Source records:
----------------------------------------

PR #445, opened 2020-03-15
fix setOutput

Jetersen:
This adds body reply so when `setOutput` is hit they actually have something to output


Jetersen:
As the master branch is currently broken for those using master branch, I am going to merge this.

PR #500, opened 2020-04-22
Add include-labels option

### LINKED ISSUE #499: Add config option for `include-labels`
There is currently a configuration option to specify labels to exclude.  However for certain repositories (mono-repos come to mind) it would be helpful to have the opposite - to have a configuration option so that the release ONLY includes PRs with the specified labels.

This option would be added to the `release-drafter.yml` and would look something like the following:

```
include-labels:
  - 'application_foo'
```

In this particular example only PR's that have the `application_foo` label would be included in the drafted release.

One point of conversation would be to think about what would happen if the user had both `include-labels` and `exclude-labels` in the configuration.  I believe that `exclude-labels` should take precedence.  That is - if a PR has a label that is in the `include-labels` list as well as a label that is in the `exclude-labels` list the PR should be excluded.  If the user has the same exact label in both lists the configuration should be invalidated.

kreyusb:
Adding feature discussed in: https://github.com/release-drafter/release-drafter/issues/499

Note, feature has not been agreed upon yet. Consider this WIP until feature has consensus.

fixes #499

### DIFF
--- a/lib/releases.js
+++ b/lib/releases.js
@@ -79,7 +79,7 @@ const contributorsSentence = ({ commits, pullRequests }) => {
 }
 
 const categorizePullRequests = (pullRequests, config) => {
-  const { 'exclude-labels': excludeLabels, categories } = config
+  const { 'exclude-labels': excludeLabels, 'include-labels': includeLabels, categories } = config
   const allCategoryLabels = categories.flatMap(category => category.labels)
   const uncategorizedPullRequests = []
   const categorizedPullRequests = [...categories].map(category => {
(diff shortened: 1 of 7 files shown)


lib/releases.js
```diff
@@ -80,6 +80,7 @@ const contributorsSentence = ({ commits, pullRequests }) => {
 
 const categorizePullRequests = (pullRequests, config) => {
   const { 'exclude-labels': excludeLabels, categories } = config
+  const { 'include-labels': includeLabels } = config
```
jetersen, line 83:
```suggestion
  const { 
    'exclude-labels': excludeLabels,
    'include-labels': includeLabels,
    categories 
  } = config
```

jetersen:
Is this still to be considered WIP @kreyusb ?

kreyusb:
@jetersen We have been using it like this on our Company configuration for the last couple of weeks with no changes.  I would say it is good to go.

darkdreamingdan:
Can we go ahead and merge this?  Seems like everyone is happy.   I see nothing blocking and concerned good code is just getting stuck and we're getting merge conflicts.

jetersen:
There is currently a conflict, do you mind solving in kreyusb?
Than we are ready to merge.

jetersen:
Many thanks!

PR #513, opened 2020-05-06
Add support for automatic version resolution

darkdreamingdan:
# Motivation
In our team, the person initiating the release often doesn't have context on whether the release should be patch, minor or major. People working on invididual PRs have better judgement on whether their change is substantial enough to be major/minor/patch.  Therefore, they should apply a github label to decide the nature of the change.  Currently, release-drafter provides no way to automatically determine the version number.

This change adds the ability to determine what the next version number should be based upon currentVersion + maxIncrement(major, minor, patch).

Please see updates to the `README.md` for details.

# Feedback required
- I'm not experienced in JS, so would appreciate advice and tips where necessary about code style and design.  I've tried to do this in a way that makes sense from my understanding of the code.
- Please give an early indication of the direction of travel of this PR.  I'm not sure if i've gone about it according to the best way possible.
- ~Please give advice on testing.  Again, because i am a JS dufus I didn't quite understand the testing structure, and the `resolveVersionKeyInc` method remains untested.  This would certainly need to be addressed before merging.~

Thanks, and look forward to contributing!!


jetersen:
a similar PR tried it but got stuck #304

darkdreamingdan:
> a similar PR tried it but got stuck #304

Hmm i see.  It looks like a much larger scoped PR.  I'm not a fan of his implementation of `getWinningLabelFrom` but it looks like it works nevertheless.  How do you suggest I proceed? I am happy to combine efforts to get the other PR merged, or to keep this a tightly scoped PR over here.

I think my implementation is a bit more elegant, but would look to your direction.  Keen to get something in for my team :) .

jetersen:
I do agree your changes seems more elegant.

Could you run `yarn run generate-schema` and commit the `./schema.json` changes?

I will look into generating test fixtures for your changes and add the tests to your PR, does that sound good?

jetersen:
Remember with GitHub actions you can already tests your changes by modifying the `uses:` in the GitHub action workflow

darkdreamingdan:
I've regenerated the `schema.json` now.  

I was also able to understand the testing structure.  I haven't made new generated fixtures because of the requirement to have access to the test repo, and haven't made new custom fixtures because of how bloated they are.  I instead decided to monkeypatch the existing generated fixture and i think this way the test is more readable.  I don't think further work on testing is required from yourself - thankyou for offering to help!

This PR is ready for final review/merge in my view.  Thanks! 😄

pdcmoreira:
@darkdreamingdan I've just created a PR very similar to yours (long story short, I had this in mind for a while but should've checked again if this was already PR'd).

The major difference is that, in my case, you just configure the labels for major and minor increments, all else will simply fallback to 'PATCH'.
Implementation-wise, it's all very similar, exceptions are:
- You allow to configure the default incrementation
- You have a priority map
- I take into consideration the excluded PRs/labels (re-using the existing logic)
- I made a small performance-improvement by not calculating the version if there is an `inputVersion`

A couple comments:
I don't know if allowing to configure the default incrementation is useful or not, maybe in some very specific use-cases.
Also, I don't think it's necessary to have a priority map, it is always major -> minor -> patch.

Anyway, if this gets merged, I'll just probably close my PR.

darkdreamingdan:
> @darkdreamingdan I've just created a PR very similar to yours (long story short, I had this in mind for a while but should've checked again if this was already PR'd).
> 
> The major difference is that, in my case, you just configure the labels for major and minor increments, all else will simply fallback to 'PATCH'.
> Implementation-wise, it's all very similar, exceptions are:
> 
>     * You allow to configure the default incrementation
> 
>     * You have a priority map
> 
>     * I take into consideration the excluded PRs/labels (re-using the existing logic)
> 
>     * I made a small performance-improvement by not calculating the version if there is an `inputVersion`
> 
> 
> A couple comments:
> I don't know if allowing to configure the default incrementation is useful or not, maybe in some very specific use-cases.
> Also, I don't think it's necessary to have a priority map, it is always major -> minor -> patch.
> 
> Anyway, if this gets merged, I'll just probably close my PR.

Hey! Ah snap, it happens :) .

Some thoughts:
- Regarding default incremementation, actually in our project we want to use 'minor' as the default because patch is only for bug fixes to an existing release (This is according to the SEMVER spec).  For us, generally bugfixes happen more rarely than general additions.  So i think there's a good case for keeping it
- The priority map isn't really significant per se.  It was just a functional implementation to declare the priority of major -> minor -> patch because i can leverage `Math.max` to do heavy lifting instead of `if` statements.
- I agree with the feature of exclude-labels.  If it's okay with you, i will cherry pick this code into this PR and we can get it merged?

Cheers

darkdreamingdan:
I've added support for exclude-labels now.  I've simplified your implementation a bit by using a closure.

@jetersen , are we good to approve this? :)

pdcmoreira:
@darkdreamingdan All right, all good! At least my PR was useful for something... 😅 
The only thing I don't like on your implementation is the abbreviation in the name of the method `resolveVersionKeyInc`, could it not be something like `resolveIncrementation`? Or even `resolveVersionIncrementation`?
Sorry for the nitpick!

darkdreamingdan:
> @darkdreamingdan All right, all good! At least my PR was useful for something... 😅
> The only thing I don't like on your implementation is the abbreviation in the name of the method `resolveVersionKeyInc`, could it not be something like `resolveIncrementation`? Or even `resolveVersionIncrementation`?
> Sorry for the nitpick!

I guess i had picked `resolveVersionKeyInc` because this harmonizes with the nomenclature of `versionKey` and `input.inc()` in versions.js.

```
const splitSemVer = (input, versionKey = 'version') => {
  if (!input[versionKey]) {
    return null
  }

  const version = input.inc
    ? semver.inc(input[versionKey], input.inc, true)
...
```

I don't feel that strongly about it, and agree that `Inc` is ambigious.  I've changed this to versionKeyIncrement now, but think we should have `Key` inside because that's how we refer to it in other places.

See what you think.

pdcmoreira:
@darkdreamingdan Seems good! Make a review request to @jetersen and @toolmantim

darkdreamingdan:
I don't seem to have access to add reviewers.  @jetersen / @toolmantim - got a spare brain handy for review? :)

README.md
```diff
@@ -96,6 +107,7 @@ You can configure Release Drafter using the following key in your `.github/relea
 | `sort-by`             | Optional | Sort changelog by merged_at or title. Can be one of: `merged_at`, `title`. Default: `merged_at`.                                                                                                                  |
 | `sort-direction`      | Optional | Sort changelog in ascending or descending order. Can be one of: `ascending`, `descending`. Default: `descending`.                                                                                                 |
 | `prerelease`          | Optional | Mark the draft release as pre-release. Default `false`.                                                                                                                                                           |
+| `version-resolver`    | Optional | Adjust the \$RESOLVED_VERSION variable using labels. Refer to [Version Resolver](#version-resolver) to learn more about this                                                                                      |
```
jetersen, line 110:
```suggestion
| `version-resolver`    | Optional | Adjust the `$RESOLVED_VERSION` variable using labels. Refer to [Version Resolver](#version-resolver) to learn more about this                                                                                      |
```

README.md
```diff
@@ -118,6 +130,7 @@ You can use any of the following variables in your `template`, `name-template` a
 | `$NEXT_PATCH_VERSION` | The next patch version number. For example, if the last tag or release was `v1.2.3`, the value would be `v1.2.4`. This is the most commonly used value. |
 | `$NEXT_MINOR_VERSION` | The next minor version number. For example, if the last tag or release was `v1.2.3`, the value would be `v1.3.0`.                                       |
 | `$NEXT_MAJOR_VERSION` | The next major version number. For example, if the last tag or release was `v1.2.3`, the value would be `v2.0.0`.                                       |
+| `$RESOLVED_VERSION`   | The next resolved version number, based on GitHub labels. Refer to [Version Resolution](#version-resolution) to learn more about this.                  |
```
jetersen, line 133: Have you tested how this works with `$NEXT_MAJOR_VERSION` and `$NEXT_MINOR_VERSION`?
I guess it has no effect.

See usage here: https://github.com/jenkinsci/configuration-as-code-plugin/blob/master/.github/release-drafter.yml

lib/releases.js
```diff
@@ -169,6 +174,31 @@ const generateChangeLog = (mergedPullRequests, config) => {
...
+  }
+  const labelToKeyMap = Object.fromEntries(
+    Object.keys(priorityMap)
+      .flatMap(key => [
+        config['version-resolver'][key].labels.map(label => [label, key])
+      ])
+      .flat()
+  )
+  const keys = mergedPullRequests
+    .filter(getFilterExcludedPullRequests(config['exclude-labels']))
```
jetersen, line 191: I am more inclined to merge #500 first, so you may need to rewrite this

test/index.test.js
```diff
@@ -1752,5 +1752,231 @@ Previous tag: ''
...
+        })
+
+        expect.assertions(1)
+      })
+      it('minor beats patch', async () => {
+        getConfigMock('config-with-custom-version-resolver.yml')
+
+        const response = require('./fixtures/__generated__/graphql-commits-merge-commit.json')
+        response.data.repository.ref.target.history.nodes[0].associatedPullRequests.nodes[0].labels.nodes = [
+          { name: 'PAT' }
```
jetersen, line 1843: I would prefer actual generated test fixtures rather than modifying a fixture.
I'll look into generating the needed test fixtures.

lib/releases.js
darkdreamingdan: Flicking through that PR, think it'd be very easy to merge so happy for that approach (hopefully we don't get stuck though)

README.md
darkdreamingdan: I don't modify those variables so there won't be any effect. The existing unit tests already have testing for those variables, so don't see why it would be a problem.

jetersen:
😓 conflicts after style and #500 Hopefully your up for resolving them?

darkdreamingdan:
I've merged with master now :) .

bin/generate-fixtures.js
```diff
@@ -37,13 +37,13 @@ branches.forEach((branch) => {
         name: REPO_NAME,
         branch,
         withPullRequestBody: true
-      },
-    }),
+      }
```
jetersen, line 40: Seems your fighting prettier new config 😓

jetersen:
Tomorrow I will add some labels to those PRs in our test repo.
Been busy with other open source work 😓

bin/generate-fixtures.js
darkdreamingdan: Sorry i didn't notice all these changes! i'll try and fix this diff tomorrow

jetersen: most likely due to a old yarn install of prettier 🗡️

darkdreamingdan:
I've remerged now.  Hopefully the diff is readable this time!

jetersen:
@darkdreamingdan I have added some more labels to the PR in our test repo. Could you run the `yarn generate-fixtures` or `npm run generate-fixtures` and commit those.

Perhaps there should be an option to disable the automatic version resolution (I think my changes might break a few tests) 😓

jetersen:
or perhaps I should change the labels slightly https://github.com/TimonVS/release-drafter-test-repo/pulls?q=is%3Apr+sort%3Aupdated-desc+is%3Aclosed

darkdreamingdan:
> @darkdreamingdan I have added some more labels to the PR in our test repo. Could you run the `yarn generate-fixtures` or `npm run generate-fixtures` and commit those.
> 
> Perhaps there should be an option to disable the automatic version resolution (I think my changes might break a few tests) 😓

It is already optional - the version will only increment if you use `$RESOLVED_VERSION` (most of the tests use `$NEXT_PATCH_VERSION`). 

Thanks for updating the testing repo.  I have now updated the tests to use the generated fixtures. Give it a look :) .

lib/default-config.js
```diff
@@ -7,9 +7,9 @@ const DEFAULT_CONFIG = Object.freeze({
   'no-changes-template': `* No changes`,
   'version-template': `$MAJOR.$MINOR.$PATCH`,
   'version-resolver': {
-    major: { labels: ['major'] },
-    minor: { labels: ['minor'] },
-    patch: { labels: ['patch'] },
+    major: { labels: [] },
+    minor: { labels: [] },
+    patch: { labels: [] },
```
jetersen, line 12: Hmm already optional? Seems the latest commit has now made it optional, unless I am mistaken @darkdreamingdan

lib/releases.js
```diff
@@ -76,38 +76,50 @@ const contributorsSentence = ({ commits, pullRequests }) => {
...
+    return { ...category, pullRequests: [] }
+  })
+
+  const filterExcludedPullRequests = getFilterExcludedPullRequests(
+    excludeLabels
+  )
+
+  const filterIncludedPullRequests = getFilterIncludedPullRequests(
+    includeLabels
+  )
```
jetersen, line 120: This reads funny...

Could we not call getFilterIncludedPullRequests() directly in the filtering below on line [137-138](https://github.com/darkdreamingdan/release-drafter/blob/781e89dd260b0fdd18bfddb540005c710ccab74f/lib/releases.js#L137-L138)?

jetersen: Wait why was getFilterExcludedPullRequests and getFilterIncludedPullRequests added when they are not used else.

I had them enclosed because nobody else used them...

darkdreamingdan: > This reads funny...
> 
> Could we not call getFilterIncludedPullRequests() directly in the filtering below on line [137-138](https://github.com/darkdreamingdan/release-drafter/blob/781e89dd260b0fdd18bfddb540005c710ccab74f/lib/releases.js#L137-L138)?

Yes, this is possible.  I just wasn't making significant changes to this function for this PR, and this is superficial.

> Wait why was `getFilterExcludedPullRequests` and `getFilterIncludedPullRequests` added when they are not used else.
> 
> I had them enclosed because nobody else used them...

They are used.  They are re-used in the version-resolver filtering, which is why i've pulled them out.

lib/default-config.js
darkdreamingdan: The RESOLVED_VERSION variable means it was always optional to use the version-resolver, because unless you use the RESOLVED_VERSION template variable in your config.yml then the version won't increment.  

The above change is not related to making version resolver optional.  Because the default config does a deep merge, i had to remove the default labels of 'major', 'minor', 'patch', because it is impossible to remove them if they are in the default config.  I noticed this within unit tests after i updated them.  So by default, $RESOLVED_VERSION will just increment the patch version unless you provide label config.  This is now fixed.

lib/releases.js
jetersen: Right than proceed with removing the const for `filterExcludedPullRequests` and `filterIncludedPullRequests`.

darkdreamingdan: Done

lib/default-config.js
jetersen: Good thing we have unit test 🗡️

darkdreamingdan:
Awesomebeans!  Thanks @jetersen.   All systems go i think 🚀 .  Happy for you to merge.

jetersen:
Marvelous! Dan, thanks for your contribution!

PR #516, opened 2020-05-12
Calculate resolved version based on increment config

pdcmoreira:
This makes the `$RESOLVED_VERSION` template variable to use the next patch/minor/major calculated version, depending on the PR types since the last release.

It is possible to configure the increment in the config file:
```yml
increment:
  major-labels:
    - 'breaking'
    - 'breaking-changes'
  minor-labels: 'feature'
```

So, if there is any PR with the configured major-labels, the `$RESOLVED_VERSION` will be the next major. If not, it checks the same for minor-labels, resolving to the next minor.
In any other case (didn't match those labels or not configured at all), it falls back to the next patch version (the current behaviour in master).

### DIFF
--- a/lib/releases.js
+++ b/lib/releases.js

----------------------------------------

## Task directions
Write out, word for word, every line from the one containing "This makes the" through the last line of the records above.

## Solution to the problem
This makes the `$RESOLVED_VERSION` template variable to use the next patch/minor/major calculated version, depending on the PR types since the last release.

It is possible to configure the increment in the config file:
```yml
increment:
  major-labels:
    - 'breaking'
    - 'breaking-changes'
  minor-labels: 'feature'
```

So, if there is any PR with the configured major-labels, the `$RESOLVED_VERSION` will be the next major. If not, it checks the same for minor-labels, resolving to the next minor.
In any other case (didn't match those labels or not configured at all), it falls back to the next patch version (the current behaviour in master).

### DIFF
--- a/lib/releases.js
+++ b/lib/releases.js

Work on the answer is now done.